Nick West (5), who led East Hampton in scoring in the postseason, and his teammates were held in check by the Jayhawks.
Craig Macnaughton
The Bonackers did not give up
By
Jack Graves

   It’s wait until next year for the East Hampton High School boys soccer team, which, while playing tenaciously, lost 2-0 to Jericho in the Long Island championship game at Dowling College on Nov. 14.

    Jericho was the pretty much the same type of team as Eastport-South Manor, East Hampton’s semifinal opponent — tall, fast, and well-organized. And, it should be added, very strong in the defensive end.

    “Every time we had the ball down there,” said Don McGovern, who assists Rich King in coaching the Bonackers, “they had six or seven guys in front of the ball.”

    Two lightning strikes by the Jayhawks in the first half — the first, by Harrison Reiber, in the 13th minute, following an East Hampton corner kick, and the second in the 39th, by Zach Cohen, following a takeaway and a couple of long passes, the second of which prompted the goalie, Nick Tulp, to come out too far — served to do East Hampton in.

    And yet the Bonackers, who have generally played stronger second halves this season, and who have frequently come from behind to win, did not give up.

    “It would have been easy for them to cash it in,” King said afterward in talking with reporters, “but they played much better in the second half — they made a strong effort to get back in it. I’m proud of them.”

    Nassau County coaches in the stands were reported to have said they hadn’t seen Jericho — which had 15 seniors on its roster — play a better game all season.

    King, himself, said, “I don’t think there are many teams in the state capable of playing with them. With all their seniors, they were able to keep subbing in without any falloff in their play, and, of course, they were the defending state champs — they’d had a taste of it. . . . They’re a defensive-oriented team. I don’t think they’ve given up more than a handful of goals all year.”

    Interestingly, King and Jericho’s coach, Dani Braga, had played on the same team in Nassau County in their mid-teens. “He’s a great guy,” King said. “When you lose a game to a quality guy like that you shake his hand. We played them in a nonleaguer this year, and we hope to continue that.”

    That nonleaguer wound up in a 1-1 tie, though Jericho was demonstrably the better team on the 14th, keeping the ball away from the Bonackers as they moved in groups of three or four, often playing the ball back, as they moved methodically up the field before launching long passes onto the feet of their widely-spaced fleet forwards.

    Defensively, they picked everything off before Bonac’s attackers could avail themselves of an unimpeded shot on goal.

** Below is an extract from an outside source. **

PR #183, opened 2019-12-13
Add dogStatsDClient

gzussa:
- Fixes https://github.com/DataDog/jenkins-datadog-plugin/issues/34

It didn’t hurt too that the Jayhawks’ goalie, Ari Lewis, was 6-2 or 6-3. He loomed large whenever East Hampton was presented with a corner kick. There were four such in the first half, all parried.

    Esteban Valverde had several chances in that first frame, but the shots were taken from outside the goal area. With 10 minutes to go until the break, East Hampton was awarded a free kick from the 25. Nick West, who took it, and who faced a “wall” of defenders, dished off to Valverde, but his shot went wide left.

    “Their counters are great,” East Hampton’s athletic director, Joe Vas, said during halftime. “They’re letting us come in and picking everything off.”

    The Bonackers attacked relentlessly throughout the second half, but never were able to free themselves up enough to put a really serious foot on the ball. West, on two occasions, and J.C. Barrientos and Denis Espana all had shots deflected going down the stretch.

    And so, East Hampton, which can take pride in the fact that it’s won two Suffolk County championships in a row, must wait a bit longer to win a Long Island championship. (Jericho beat the Bonackers in this same game last year.)

    King said afterward that he had no doubt an Islandwide championship, as well as a state championship, would come.

    “These are our goals — and they’re not coach-driven, they’re the kids’ goals,” he said.

    “We only had four seniors on this team [Barrientos, Alex Serna, Bryan Ordonez, and Christian Calle].  We’ll be around for a while.”